Created 12-14-2015 03:06 PM
I'm trying to calculate an averange of randomForest predictions in Spark 1.3.1, since the predicted probability of all trees is available only in 1.5.0.
The best I could do until now is using the function below:
def calculaProbs(dados, modelRF): trees = modelRF._java_model.trees() nTrees = modelRF.numTrees() nPontos = dados.count() predictions = np.zeros(nPontos) for i in range(nTrees): dtm = DecisionTreeModel(trees[i]) predictions+= dtm.predict(dados.map(lambda x: x.features)).collect() predictions = predictions/nTrees return predictions
This code is running very slow, as expected, since I'm collecting (collect()) predictions from each Tree and adding them up in Driver.
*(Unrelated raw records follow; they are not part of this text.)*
PR #149, opened 2016-09-14
Changed to official PostgreSQL docker image

tomazzaman:
Changes:
- removed the image in kubernetes example because it had no control over postgres version (or any other version for that matter)
- `run.sh` is too simple to bother having around, rather moved those to YAML files (also having env variable dictate which command to run _feels_ wrong)
- moved the `Dockerfile` to the root so that Stolon is built _inside_ the container, rather than outside, which can have a different environment
- said `Dockerfile` now uses the official image


Dockerfile
```diff
@@ -0,0 +1,27 @@
...
+    && rm -rf /var/lib/apt/lists/* \
+    && curl $GO_DL_URL | tar xvz -C /usr/local
+
+COPY . /usr/src/stolon
+
+RUN cd /usr/src/stolon \
+    && ./build \
+    && mv bin/* /usr/local/bin/
+
+COPY run.sh /usr/local/bin
```
thpham: I got an error here, because run.sh is not at the root path. with your approach you can even remove it.

build
```diff
@@ -32,9 +32,9 @@ export GO15VENDOREXPERIMENT=1
 
 use_go_install=
 
-go_root_dir=$(go env GOROOT)
-go_host_os=$(go env GOHOSTOS)
-go_host_arch=$(go env GOHOSTARCH)
+go_root_dir=$(go env GO_ROOT)
+go_host_os=$(go env GO_HOST_OS)
+go_host_arch=$(go env GO_HOST_ARCH)
```
sgotti: These will break the below `cgodisabled_pkg_dir` variable since `go env GO_ROOT` will return an empty string (GO_ROOT and the other are not valid go env variables).
I think there's no reason to change this.

examples/kubernetes/stolon-keeper.yaml
```diff
@@ -16,9 +16,16 @@ spec:
...
       - name: stolon-keeper
         image: sorintlab/stolon:master
+        command:
+          - "/bin/sh"
+          - "-ec"
+          - |
+            export POD_IP=$(hostname -i)
+            export STKEEPER_LISTEN_ADDRESS=$POD_IP
+            export STKEEPER_PG_LISTEN_ADDRESS=$POD_IP
+            chown stolon:stolon $PGDATA
```
sgotti: I don't see where PGDATA is defined.

examples/kubernetes/stolon-keeper.yaml
```diff
@@ -16,9 +16,16 @@ spec:
...
+            exec gosu stolon stolon-keeper --data-dir $PGDATA
```
sgotti: Is `gosu` already available in the postgresql image?

examples/kubernetes/image/docker/run.sh
```diff
@@ -1,52 +0,0 @@
-#!/bin/bash
-
-function setup() {
-  # use hostname command to get our pod's ip until downward api are less racy (sometimes the podIP from downward api is empty)
-  export POD_IP=$(hostname -i)
-}
-
-function checkdata() {
-  if [[ ! -e /stolon-data ]]; then
```
sgotti: This check, warning and data creation were removed but it'll be worth keeping them. The warning is not completely correct since already having a /stolon-data doesn't mean that it'll be persisted (it should be mounted on an external volume and that volume should be a k8s persistent volume) but I'm not sure the check should go so deeper.

Dockerfile
```diff
@@ -0,0 +1,27 @@
...
+
+RUN groupadd -r stolon --gid=543 && useradd -r -g stolon --uid=543 stolon
+
+ENTRYPOINT [ "/usr/local/bin/run.sh" ]
```
sgotti: run.sh was removed, so the image doesn't have a default entrypoint, right?

Dockerfile
```diff
@@ -0,0 +1,27 @@
...
+ENV GO_DL_BASE https://storage.googleapis.com/golang
+ENV GO_DL_URL $GO_DL_BASE/go$GO_VERSION.$GO_HOST_OS-$GO_HOST_ARCH.tar.gz
+ENV PATH $GO_ROOT/bin:$PATH
+
+RUN set -x \
+    && apt-get update \
+    && apt-get install -y curl \
+    && rm -rf /var/lib/apt/lists/* \
+    && curl $GO_DL_URL | tar xvz -C /usr/local
+
```
sgotti: To keep the image as small as possible I'll do some cleanup after the build to remove golang, apt data etc...

Dockerfile
```diff
@@ -0,0 +1,27 @@
+FROM postgres:9.5.4
+
+ENV GO_VERSION 1.7.1
+ENV GO_HOST_ARCH amd64
+ENV GO_HOST_OS linux
+ENV GO_ROOT /usr/local/go
+ENV GO_DL_BASE https://storage.googleapis.com/golang
+ENV GO_DL_URL $GO_DL_BASE/go$GO_VERSION.$GO_HOST_OS-$GO_HOST_ARCH.tar.gz
```
sgotti: These env variables will be exported to the app but they are only needed to compose the `GO_DL_URL` (and are creating some confusion with the go ones). I'd avoid using env variables as shell variables just do something like:

```
curl  https://storage.googleapis.com/golang/go1.7.1.linux-amd64.tar.gz
```
since all that variables are fixed anyway.

sgotti:
@tomazzaman Thanks for this PR! I reviewed it but haven't tested it again.

> moved the Dockerfile to the root so that Stolon is built inside the container, rather than outside, which can have a different environment

The Dockerfile was meant just for the k8s example and not for an "official" stolon docker image so I'd like to keep it inside the example dir. That's the reason why the build script copied the binaries (since a symlink of the repository root inside `examples/kubernetes/image/docker` was, at least some months ago, ignored by docker).
I'm not sure which is the best way to build stolon inside docker while keeping the DockerFile in `examples/kubernetes/image/docker`.

I'm also not sure if just one image is the best approach. For example there's no need to have a postgresql image for stolon-sentinel and stolon-proxy but they can be (like done now) statically compiled and we can create a docker image with just that files.

Dockerfile
tomazzaman: Ah yes, I actually planned to, but forgot :/

examples/kubernetes/stolon-keeper.yaml
tomazzaman: Since it's moving to the official image, $PGDATA is defined in there.

examples/kubernetes/stolon-keeper.yaml
tomazzaman: Yes

Dockerfile
tomazzaman: True, forgot to remove.

tomazzaman:
@sgotti regarding the Dockerfile, there's unfortunately now way to copy contents inside the image from directories outside the one that Dockerfile is in, so it had to be moved to the root - no way around it, apparently for security reasons.

And regarding just one image, I actually built another image just for proxy and sentinel, but then decided to abandon that approach because if we have only one image (even if it's bigger because of Postgres) then the same image is used everywhere - resulting in Kubernetes being able to reuse it for different purposes rather than downloading a new, separate iamge. This I think adds to better UX.

Dockerfile
tomazzaman: Agreed, will fix.

sgotti:
> @sgotti regarding the Dockerfile, there's unfortunately now way to copy contents inside the image from directories outside the one that Dockerfile is in, so it had to be moved to the root - no way around it, apparently for security reasons.

Yeah, the build context sent to the docker daemon won't permit getting file outside the Dockerfile dir. I can see two ways:

* Keep it as you provided and make it something as an official stolon image.
* Use the current build file (or create a build file/Makefile inside `examples/kubernetes/image/docker`) that needs to be executed before the `docker build` that will create a shallow git clone of the repository root or just copies the required contents inside `examples/kubernetes/image/docker`. This is what is done now but will requires users running an additional/different command than just `docker build`.

> And regarding just one image, I actually built another image just for proxy and sentinel, but then decided to abandon that approach because if we have only one image (even if it's bigger because of Postgres) then the same image is used everywhere - resulting in Kubernetes being able to reuse it for different purposes rather than downloading a new, separate iamge. This I think adds to better UX.

I agree, the bigger image will be needed anyway to run the stolon-keeper and there won't be much overhead caused by unused data for the sentinel and proxies containers since the docker graphdrivers will make them share the same underlying image.

euank:
> regarding the Dockerfile, there's unfortunately now way to copy contents inside the image from directories outside the one that Dockerfile is in, so it had to be moved to the root - no way around it, apparently for security reasons.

I cannot put the dtm.predit() inside a Map operation in this version of Spark. Here is the Note from documentation: "Note: In Python, predict cannot currently be used within an RDD transformation or action. Call predict directly on the RDD instead."
Any Idea to improve performance? How can I add values from 2 RDDs without collecting their values to a vector?
Created 12-14-2015 05:59 PM
To add two RDD values, the general approach is:
0. Convert the RDDs to pair RDD (key-value). You can use zipWithIndex() to do it if your RDD doesn't have implicit keys.
1. Do a union of the two RDDs
2. Do reduceByKey(_+_) on the new RDD
Don't use collect, it is slow and you'll be limited by the Driver memory anyway.
edit: see here for an example in Scala which you can adapt to Python: http://stackoverflow.com/questions/27395420/concatenating-datasets-of-different-rdds-in-apache-spark...
Created 12-14-2015 05:59 PM
To add two RDD values, the general approach is:
0. Convert the RDDs to pair RDD (key-value). You can use zipWithIndex() to do it if your RDD doesn't have implicit keys.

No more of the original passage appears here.